多能性幹細胞(PSC)の心臓分化および免疫蛍光染色

多能性幹細胞またはPSCを6ウェル培養プレートに保持し、顕微鏡で細胞密度を確認します。心筋細胞またはCMの分化には、PSC調製培地の96ウェル培養プレートにPSCを播種します。心分化のステージ 1 で、PSC が 80 から 90% のコンフルエンシーに達したら、培地を 2 から 20 マイクロモルの CHIR を持つ CM 分化培地に切り替えます。

CHIR治療の24〜48時間後、培地を新鮮なCM分化培地に交換します。ステージ 2 または 3 日目に、培地を CM 分化培地に交換し、5 日目まで培養中の 5 マイクロモル IWR1 を補充します。次に、培地をCM分化培地に変更し、PSCが心前駆細胞またはCPCに分化する6〜7日目まで保持します。

10日目または12日目に、細胞をPBS中の4%パラホルムアルデヒドで室温で15分間固定します。染色時には、細胞を透過処理溶液で室温で30分間処理します。サンプルをCTNT一次抗体と4°Cで一晩インキュベートします。

次に、1%ウシ血清アルブミンを含むPBS中の二次抗体でサンプルを摂氏37度で1時間処理します。細胞から二次抗体を取り除いた後、Hoechstで核を室温で5分間染色します。次に、PBSを使用して細胞を3回すすぎ、乾燥を避けるためにウェルあたり100マイクロリットルのPBSを追加します。

生細胞培養をサポートする自動顕微鏡を使用して、分化のさまざまな段階の明視野およびCTNT免疫蛍光画像を収集するには、ソフトウェアを開いて新しい実験デザインを作成します。イメージングには、5X対物レンズと2X2ブレンドを選択します。チャンネルメニューで、明視野用のTL明視野チャンネルと免疫蛍光イメージング用のAF 488およびH 33 42チャンネルを追加します。

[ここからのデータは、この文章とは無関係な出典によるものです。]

PR #5942, opened 2023-07-25
Added animation to missSwing

### LINKED ISSUE #4598: No animation when hitting the air
### Issue description

- Expected result: Animation of the hit when hitting the air
- Actual result: No animation is performed

1. Hit air

### OS and versions

* PocketMine-MP: 4.0.0-BETA13+dev
* PHP: 8.0.12
* Using JIT: no
* Server OS: Linux
* Game version: Win10

### Plugins
n/a

- If you remove all plugins, does the issue still occur? yes
  - Have you asked for help on our forums before creating an issue? yes
  - Can you provide sample, *minimal* reproducing code for the issue? no

rasu3n:
## Introduction

This adds the feature to play animation to the missSwing method added in #5912

### Relevant issues

* Fixes #4598 

## Tests

https://github.com/pmmp/PocketMine-MP/assets/76860328/05233a96-3b97-4b37-910c-1c8bf91214fb

### DIFF
--- a/src/player/Player.php
+++ b/src/player/Player.php
@@ -1899,11 +1899,14 @@ class Player extends Human implements CommandSender, ChunkListener, IPlayer{
 	 * Performs actions associated with the attack action (left-click) without a target entity.
 	 * Under normal circumstances, this will play the no-damage attack sound and nothing else.
 	 */
-	public function missSwing() : void{
+	public function missSwing(bool $broadcastAnimation) : void{
 		$ev = new PlayerMissedSwingEvent($this);
 		$ev->call();
 		if(!$ev->isCancelled()){
 			$this->broadcastSound(new EntityAttackNoDamageSound());
+			if($broadcastAnimation){
+				$this->broadcastAnimation(new ArmSwingAnimation($this), $this->getViewers());
+			}
 		}
 	}
 
--- a/src/player/Player.php
+++ b/src/player/Player.php
@@ -1897,7 +1897,7 @@ class Player extends Human implements CommandSender, ChunkListener, IPlayer{
 
 	/**
 	 * Performs actions associated with the attack action (left-click) without a target entity.
-	 * Under normal circumstances, this will play the no-damage attack sound and animation and nothing else.
+	 * Under normal circumstances, this will just play the no-damage attack sound and the arm-swing animation.
 	 */
 	public function missSwing() : void{
 		$ev = new PlayerMissedSwingEvent($this);
--- a/src/player/Player.php
+++ b/src/player/Player.php
@@ -1897,16 +1897,17 @@ class Player extends Human implements CommandSender, ChunkListener, IPlayer{
 
 	/**
 	 * Performs actions associated with the attack action (left-click) without a target entity.
-	 * Under normal circumstances, this will play the no-damage attack sound and nothing else.
+	 * Under normal circumstances, this will play the no-damage attack sound and animation and nothing else.
 	 */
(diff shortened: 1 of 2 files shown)


src/player/Player.php
```diff
@@ -1899,11 +1899,14 @@ public function attackEntity(Entity $entity) : bool{
 	 * Performs actions associated with the attack action (left-click) without a target entity.
 	 * Under normal circumstances, this will play the no-damage attack sound and nothing else.
 	 */
-	public function missSwing() : void{
+	public function missSwing(bool $broadcastAnimation) : void{
 		$ev = new PlayerMissedSwingEvent($this);
```
rasu3n, line 1903: Should I pass $broadcastAnimation parameters to this event? (and add getter and setter to event)

dktapps:
I don't see why this needs a parameter.

rasu3n:
> I don't see why this needs a parameter.

This is because the animation is not played when using touch control in vanilla.
Is it better for the Player class to have an InputMode property?

dktapps:
> > I don't see why this needs a parameter.
> 
> This is because the animation is not played when using touch control in vanilla. Is it better for the Player class to have an InputMode property?

This sounds like a client bug to me.

dktapps:
https://bugs.mojang.com/browse/MCPE-107865

rasu3n:
> > > I don't see why this needs a parameter.
> > 
> > 
> > This is because the animation is not played when using touch control in vanilla. Is it better for the Player class to have an InputMode property?
> 
> This sounds like a client bug to me.

It sounds strange, but it has been doing this for a long time.

dktapps:
> It sounds strange, but it has been doing this for a long time.

That doesn't mean it's not a bug, and it also doesn't mean that PM should be treating this any differently.

src/player/Player.php
```diff
@@ -1899,11 +1899,14 @@ public function attackEntity(Entity $entity) : bool{
 	 * Performs actions associated with the attack action (left-click) without a target entity.
 	 * Under normal circumstances, this will play the no-damage attack sound and nothing else.
```
ipad54: Please also update this doc-block

src/player/Player.php
```diff
@@ -1897,16 +1897,17 @@ public function attackEntity(Entity $entity) : bool{
 
 	/**
 	 * Performs actions associated with the attack action (left-click) without a target entity.
-	 * Under normal circumstances, this will play the no-damage attack sound and nothing else.
+	 * Under normal circumstances, this will play the no-damage attack sound and animation and nothing else.
```
```suggestion
	 * Under normal circumstances, this will just play the no-damage attack sound and the arm-swing animation.
```

src/player/Player.php
```diff
@@ -1897,16 +1897,17 @@ public function attackEntity(Entity $entity) : bool{
...
 		$ev = new PlayerMissedSwingEvent($this);
 		$ev->call();
 		if(!$ev->isCancelled()){
 			$this->broadcastSound(new EntityAttackNoDamageSound());
-			if($broadcastAnimation){
-				$this->broadcastAnimation(new ArmSwingAnimation($this), $this->getViewers());
-			}
+			// https://bugs.mojang.com/browse/MCPE-107865
+			// In vanilla, this animation doesn't play when using touch controls, but
+			// it's marked as unresolved, so it does here
```
dktapps: I don't think we need to mention this. This is a bug in vanilla that doesn't affect PM.

ipad54 (approved):

dktapps (approved):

イメージング設定のライトパスを変更します。Zスタックメニューで、スキャン時のスライス数と間隔を設定します。ナビゲーションとタイルウィンドウで、キャリアごとにタイル領域を設定し、1 つのウェルに対して 25 個のタイルを 5 列の 5 行に設定します。

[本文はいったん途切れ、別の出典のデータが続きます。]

PR #5944, opened 2023-07-26
define RegistryTrait::__callStatic() var types

Lunarelly:


dktapps:
Again, this is BC-breaking and can't target stable.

画像を取得するためには、まず細胞培養プレートをサンプルトレイに入れ、トレイを顕微鏡内にロードします。サンプルが生細胞で構成されている場合は、加熱システムと二酸化炭素ポンプを開いて、培養に適した条件を摂氏37度、二酸化炭素5%に保ちます。プリセットの実験的なプロジェクトを開きます。

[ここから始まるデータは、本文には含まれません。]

PR #5946, opened 2023-07-26
Allow different axes to have different knockback forces

JavierLeon9966:
## Introduction

There's no way to modify the knockback of a player, or living entity, without overriding them and causing conflicts. This pull request aims to let plugins easily modify specific knockback forces so they can implement their custom knockback easily without overriding them. Another reason is that iron golems and holgins/zoglins have vertical knockback and these changes will allow them to be implemented more easily.
### Relevant issues

None
### API changes

The following methods' signatures were changed:
- Changed `EntityDamageByEntityEvent->__construct(Entity $damager, Entity $entity, int $cause, float $damage, array $modifiers = [], private float $knockBack = 0.4, private ?float $verticalKnockBackLimit = 0.4)` to `EntityDamageByEntityEvent->__construct((Entity $damager, Entity $entity, int $cause, float $damage, array $modifiers = [], private Vector3 $knockBack = new Vector3(0.4, 0.4, 0.4), private ?float $verticalKnockBackLimit = 0.4)`
- Changed `EntityDamageByEntityEvent->getKnockBack(): float` to `EntityDamageByEntityEvent->getknockBack(): Vector3`
- Changed `EntityDamageByEntityEvent->setKnockBack(float $knockBack): void` to `EntityDamageByEntityEvent->setKnockBack(Vector3 $knockBack): void`
- Changed `Living->knockBack(float $x, float $z, Vector3 $force = new Vector3(0.4, 0.4, 0.4), ?float $verticalLimit = 0.4)` to `Living->knockBack(float $x, float $z, Vector3 $force = new Vector3(0.4, 0.4, 0.4), ?float $verticalLimit = 0.4)`
### Behavioural changes

None
## Backwards compatibility

Before:
```php
$event->setKnockBack($event->getKnockBack() * 2);
//...
$player->knockBack($deltaX, $deltaZ, 10);
```
After:
```php
$event->setKnockBack($event->getKnockBack()->multiply(2));
//...
$player->knockBack($deltaX, $deltaZ, new Vector3(10, 10, 10));
```
## Follow-up

Perhaps add a new static method to `Vector3` like `Vector3::fromScalar(0.4)` which returns a `Vector3` with X, Y and Z as 0.4 to prevent duplication.
## Tests

```php
<?php

declare(strict_types=1);

namespace JavierLeon9966\KnockBackTest;

use pocketmine\event\entity\EntityDamageByEntityEvent;
use pocketmine\math\Vector3;

		$this->getServer()->getPluginManager()->registerEvent(EntityDamageByEntityEvent::class, static function(EntityDamageByEntityEvent $event): void{
			$event->setKnockBack(new Vector3(0.2, 0.7, 0.2));
		}, EventPriority::HIGHEST, $this);
	}
}
```

https://github.com/pmmp/PocketMine-MP/assets/58715544/b5be2445-5187-4034-9274-b88dbba9433c

### DIFF
--- a/src/entity/Living.php
+++ b/src/entity/Living.php
@@ -529,7 +529,8 @@ abstract class Living extends Entity{
 			//TODO: knockback should not just apply for entity damage sources
 			//this doesn't matter for TNT right now because the PrimedTNT entity is considered the source, not the block.
 			$base = $source->getKnockBack();
-			$source->setKnockBack($base - min($base, $base * $this->getHighestArmorEnchantmentLevel(VanillaEnchantments::BLAST_PROTECTION()) * 0.15));
+			$force = $base - min($base, $base * $this->getHighestArmorEnchantmentLevel(VanillaEnchantments::BLAST_PROTECTION()) * 0.15);
+			$source->setKnockBack(new Vector3($force, $force, $force));
 		}
 
 		parent::attack($source);
@@ -544,14 +545,14 @@ abstract class Living extends Entity{
 			$e = $source->getChild();
 			if($e !== null){
 				$motion = $e->getMotion();
-				$this->knockBack($motion->x, $motion->z, $source->getKnockBack());
+				$this->knockBack($motion->x, $motion->z, $source->getKnockBack(), $source->getVerticalKnockBackLimit());
 			}
 		}elseif($source instanceof EntityDamageByEntityEvent){
 			$e = $source->getDamager();
 			if($e !== null){
 				$deltaX = $this->location->x - $e->location->x;
 				$deltaZ = $this->location->z - $e->location->z;
-				$this->knockBack($deltaX, $deltaZ, $source->getKnockBack());
+				$this->knockBack($deltaX, $deltaZ, $source->getKnockBack(), $source->getVerticalKnockBackLimit());
 			}
 		}
 
@@ -565,7 +566,7 @@ abstract class Living extends Entity{
 		$this->broadcastAnimation(new HurtAnimation($this));
 	}
 
-	public function knockBack(float $x, float $z, float $force = 0.4, ?float $verticalLimit = 0.4) : void{
+	public function knockBack(float $x, float $z, Vector3 $force = new Vector3(0.4, 0.4, 0.4), ?float $verticalLimit = 0.4) : void{
 		$f = sqrt($x * $x + $z * $z);
 		if($f <= 0){
 			return;
@@ -576,11 +577,11 @@ abstract class Living extends Entity{
 			$motionX = $this->motion->x / 2;
 			$motionY = $this->motion->y / 2;
 			$motionZ = $this->motion->z / 2;
-			$motionX += $x * $f * $force;
-			$motionY += $force;
-			$motionZ += $z * $f * $force;
+			$motionX += $x * $f * $force->x;
+			$motionY += $force->y;
+			$motionZ += $z * $f * $force->z;
 
-			$verticalLimit ??= $force;
+			$verticalLimit ??= $force->y;
 			if($motionY > $verticalLimit){
 				$motionY = $verticalLimit;
 			}
--- a/src/entity/Living.php
+++ b/src/entity/Living.php
@@ -546,14 +546,14 @@ abstract class Living extends Entity{
 			$e = $source->getChild();
 			if($e !== null){
 				$motion = $e->getMotion();
-				$this->knockBack($motion->x, $motion->z, $source->getKnockBack(), $source->getVerticalKnockBackLimit());
+				$this->knockBack($motion->x, $motion->z, $source->getKnockBack());
 			}
 		}elseif($source instanceof EntityDamageByEntityEvent){
 			$e = $source->getDamager();
 			if($e !== null){
 				$deltaX = $this->location->x - $e->location->x;
 				$deltaZ = $this->location->z - $e->location->z;
-				$this->knockBack($deltaX, $deltaZ, $source->getKnockBack(), $source->getVerticalKnockBackLimit());
+				$this->knockBack($deltaX, $deltaZ, $source->getKnockBack());
 			}
 		}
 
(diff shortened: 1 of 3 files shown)


src/entity/Living.php
```diff
@@ -531,7 +531,9 @@ public function attack(EntityDamageEvent $source) : void{
 			//TODO: knockback should not just apply for entity damage sources
 			//this doesn't matter for TNT right now because the PrimedTNT entity is considered the source, not the block.
 			$base = $source->getKnockBack();
-			$source->setKnockBack($base - min($base, $base * $this->getHighestArmorEnchantmentLevel(VanillaEnchantments::BLAST_PROTECTION()) * 0.15));
+			$knockBackResistance = $this->getHighestArmorEnchantmentLevel(VanillaEnchantments::BLAST_PROTECTION()) * 0.15;
+			$calculateNewValue = fn(float $baseValue) => $baseValue - min($baseValue, $baseValue * $knockBackResistance);
+			$source->setKnockBack(new Vector3($calculateNewValue($base->x), $calculateNewValue($base->y), $calculateNewValue($base->z)));
```
dktapps, line 536: This code seems unnecessarily confusing

src/entity/Living.php
```diff
@@ -567,7 +569,7 @@ protected function doHitAnimation() : void{
 		$this->broadcastAnimation(new HurtAnimation($this));
 	}
 
-	public function knockBack(float $x, float $z, float $force = 0.4, ?float $verticalLimit = 0.4) : void{
+	public function knockBack(float $x, float $z, Vector3 $force = new Vector3(0.4, 0.4, 0.4), ?float $verticalLimit = 0.4) : void{
```
dktapps, line 572: Is this valid code?

dktapps (commented):
I'm not sure this change makes sense. I don't really see the need for a BC break here.

I don't understand the purpose of making knockback a Vector3. The direction of knockback can already be altered by the X/Z parameters.

dktapps:
I've pushed a change to enable setting vertical knockback limit for 5.4. That doesn't require a BC break, so it shouldn't be mixed with this other stuff.

src/entity/Living.php
JavierLeon9966: Yes, since PHP 8.1

JavierLeon9966:
> I'm not sure this change makes sense. I don't really see the need for a BC break here.
> 
> I don't understand the purpose of making knockback a Vector3. The direction of knockback can already be altered by the X/Z parameters.

Is to let users make a weak horizonal force and a high vertical force like I showed in the video. Perhaps there's some use case to make the X and Z forces different, otherwise I can just make 2 forces for XZ and Y.

JavierLeon9966:
> I've pushed a change to enable setting vertical knockback limit for 5.4. That doesn't require a BC break, so it shouldn't be mixed with this other stuff.

Alright, I'll revert the vertical knock back limit change.

src/entity/Living.php
JavierLeon9966: What can make it less confusing?

dktapps:
> Perhaps there's some use case to make the X and Z forces different

No. Changing X and Z independently just changes the direction of the knockback, which can be achieved using the existing x/z parameters + the force (which is a magnitude).

Different force for Y doesn't make much sense to me either, unless there is a situation in which you can be knocked upwards and not sideways.

JavierLeon9966:
> Different force for Y doesn't make much sense to me either, unless there is a situation in which you can be knocked upwards and not sideways.

Iron golems and hoglins/zoglins have more vertical force than horizontal ones, entities that are in the same space as you just knock you vertically, and explosions such as end crystals can have more vertical force.

dktapps:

タイルメニューを開き、プレートの位置を手動で調整します。ナビゲーションとタイル ウィンドウで、必要なウェルを選択し、[作成] をクリックして、これらのウェルのタイル領域を構築します。タイル メニューの [Verify tile Regions] をクリックし、オート フォーカスを実行してすべてのウェルを確認します。

次に、各ウェルの焦点を手動で修正します。実験開始ボタンをクリックし、自動イメージングを待ちます。通常、96ウェル培養プレート全体をスキャンするには約1.2時間かかります。

処理フレームワークで、画像のエクスポートを選択し、非圧縮の TIFF 形式または PNG 形式のファイルタイプを選択して適用します。